Although Tholking opposes the new bill, he does believe that the gathering of information is ethical – to a point.
“I think it is on the ethical side since they are disclosing that they are going to sell it, whereas some companies have hid it in the past or buried it deep in the user agreement or something,” Tholking said. “There are two types of information: information that you willingly provide a company such as demographic and sales information, but it becomes a problem when it’s information such as usernames and passwords where you’re shopping and there’s a data breach and information gets out.”
In the realm of online shopping, Tholking believes that companies have the right to collect sales information.
However, he sees a problem in collecting other information through cookies or other tracking tools.
“If you buy certain products, they may sell that information to other companies,” Tholking said. “That’s just business marketing. I don’t see a problem with that. Where I see a problem is where you’re shopping online and they collect information using the Internet to create a bigger database on you, using that information to target specific information.”
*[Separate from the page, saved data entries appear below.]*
PR #1193, opened 2024-09-01
Improve crontab

JakkuSakura:
This should be able to fix #1192, fix #1191, fix #1189

PR #1678, opened 2026-04-20
facts.crontab: match full crontab(5) env var syntax

### LINKED ISSUE #979: fact.Crontab cannot handle variables resulting in crash
## Describe the bug

setting variables in crontab files is not supported and results in a crash

from `man 5 crontab`:

> Blank lines and leading spaces and tabs are ignored.  Lines whose first non-space character
> is a pound-sign (#) are comments, and are ignored.  Note that comments are not allowed
> on the same line as cron commands, since they will be taken to be part of the command.
>  Similarly, comments are not allowed on the same line as environment variable settings.
>
> An active line in a crontab will be either an environment setting or a cron command.
> An environment setting is of the form,
>
>         name = value
>
> where the spaces around the equal-sign (=) are optional, and any subsequent non-leading
> spaces in value will be part of the value assigned to name.  The value string may be placed
> in quotes (single or double, but matching) to preserve leading or trailing blanks.  The name
> string may also be placed in quote (single or double, but matching) to preserve leading,
> trailing or inner blanks.

## To Reproduce

crontab:
```
MAILTO=me@example.com
CRON_TZ=Europe/Amsterdam

@reboot echo "rebooted"
```

```
$ pyinfra server fact server.Crontab
...

...venv/lib/python3.10/site-packages/pyinfra/facts/server.py", line 387, in process
    minute, hour, day_of_month, month, day_of_week, command = line.split(None, 5)
ValueError: not enough values to unpack (expected 6, got 1)
```

## Meta

```
    System: Darwin
      Platform: macOS-13.2.1-arm64-arm-64bit
      Release: 22.3.0
      Machine: arm64
    pyinfra: v2.6.2
    Executable: ./venv/bin/pyinfra
    Python: 3.10.11 (CPython, Clang 14.0.0 (clang-1400.0.29.202))
```

wowi42:
Closes #979.

## Problem

`server.Crontab` crashes when the crontab contains an environment variable declaration whose form doesn't exactly match `[A-Z_]+=value`:

```
$ pyinfra server fact server.Crontab
...
facts/crontab.py: line.split(None, 5)
ValueError: not enough values to unpack (expected 6, got 1)
```

The original fix in #1193 added `_crontab_env_re = r"^\s*([A-Z_]+)=(.*)$"`, which handles `MAILTO=me@example.com` but not valid crontab(5) forms that appear in the wild:

- `MAILTO = me@example.com` (spaces around `=`, explicitly allowed by `man 5 crontab`)
- `cron_tz = Europe/Amsterdam` (lowercase names)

While everything on the Internet is being monitored somehow somewhere, information about yourself can be discovered even through portals merely associated with accessing the Internet.
If Director of the FBI James Comey and Facebook CEO Mark Zuckerberg put tape over their webcams and microphone ports and cite it as an “obvious security measure,” maybe you should too.
“People shouldn’t really be surprised in this day and age that this kind of information is being collected,” Tholking said. “...You just have to be aware of what information you’re putting out online.”
Although Tholking cautions against the dangers of the Internet, he believes it can be utilized to users’ advantage — if they choose to exercise a little caution while online.
“Most people put out more information than they know on social media,” Tholking said. “If they don’t want it getting out, don’t go online, don’t buy online. In this day and age, there’s a trade off...It saves some companies money targeting marketing to specific people instead of just mass marketing. In the long run, we may all benefit.”